“Thank you for your service” was the theme presented by guest speaker Col. David A. Strauss (ret.) at the Veterans Day program held Friday, Nov. 10, in Watkins Auditorium in the Boling University Center at the University of Tennessee at Martin.
Strauss, a 39-year Army veteran, spoke to the audience about the phrase “Thank you for your service.”
“What is the service that veterans provide?” he said. “Is it getting up early in the morning and going and doing (physical training)? Maybe it’s deploying. No, I don’t think so.
“I think the service that we provide is that we willingly go into harm’s way to project the will of the United States on our adversaries. Don’t get me wrong; we do a lot of other things. We have operations and humanitarian operations, but when it gets right down to it, we stand in the way of someone – a nation or non-nation state – and we force them to do or to not do something.”
Strauss then asked if that is true, then what is the equal-value compensation that those providing military service receive?
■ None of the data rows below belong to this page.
PR #313, opened 2024-05-24
[DAP/Whisper]Add initial documents for Whisper Preprocessor.

taiqzheng:
Currently, it is in draft form with some remaining work to be completed.
However, it is now capable of being used to build an end-to-end Whisper model.

Work should be done in this PR:
- [x]  Correct format for data
The` clang-format `tool offers different strategies for formatting data. Please check file `ExtandDAPPass.cpp` in “Files changed”.
- [x] Add an example
The example has been designed, but the file location needs to be changed.
- [x] Correct the relationship with DAP Pass
Update file locations for the `extand-dap` pass and also change the operation name.

Future work, not in this PR:
- [x]  Update pass pipeline
The `one-shot-bufferize` pass has conflicts with some operations.
- [ ]  Update example
Currently only one case is supported, where its audio data is directly written into the example file. To support more audio cases, we need an audio library to read data from audio files. 
- [ ]  Extract operators
Some operators need to be extracted so that they can be reused in other algorithms.
- [ ] Optimize the algorithm
After extracting the operators, design vectorization pattern for each one.


frontend/Interfaces/lib/DAP-extend.mlir
```diff
@@ -0,0 +1,4 @@
+func.func @buddy_whisperPreprocess(%in : memref<?xf64>, %out : memref<1x80x3000xf32>) -> () {
+  dap.whisperPreprocess %in, %out : memref<?xf64>, memref<1x80x3000xf32>
```
zhanghb97, line 2: `dap.whisperPreprocess` -> `dap.whisper_preprocess`

zhanghb97 (approved):
Thanks!

PR #337, opened 2024-07-02
annotate the llama mlir code

effrey-liu:


zhanghb97:
Thanks! We will iteratively analyze the entire llama model based on this.

examples/BuddyLlama/llama_annotation.mlir
LHY-24, line 1: Good job! I want to make sure if the link of the original Llama model you used here is https://github.com/meta-llama/llama?

zhanghb97: @LHY-24 Nice catch! I noticed that the link in our [doc](https://github.com/buddy-compiler/buddy-mlir/tree/main/examples/BuddyLlama#buddy-compiler-llama-example) for llama inference now directs to llama3. We may need to update our llama example README and test the llama3 inference.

Is it the money? Is it the benefits?
“In my opinion, there is no equal compensation for what it is that we do as veterans,” he said. “If there is no equal compensation, perhaps what we should say is not ‘Thank you for your service,’ but ‘Thank you for your selfless service.’”
Strauss then asked that if there is no equal-value compensation, why do those who provide military service do what they do?
“It’s a word, and it’s a word that we don’t use very often these days: Honor,” he said. “It’s that selfless act of putting ourselves in harm’s way to protect our citizens and protect our American way of life so that others don’t have to, and there is no adequate compensation for that.
“It’s the sacrifice or willingness to sacrifice so that others won’t have to. We few stand ready on the wall so others won’t have to, so that they can pursue what the Founding Fathers decreed: life, liberty and the pursuit of happiness.”
Strauss is a UT Martin alumnus, receiving a commission as lieutenant of infantry in 1993. He enlisted in the Army in 1983 after graduating high school, and in 1999, he completed the Special Forces Operational Detachment Officer Qualification Course and was assigned to the 7th Special Force Group (Airborne).
In 2004, he was selected to be a civil affairs officer, which he served until his retirement in 2022.
A native of Bradford, Strauss and his wife, Cheryl, now live in Elizabethtown, Kentucky. They have three children and four grandchildren.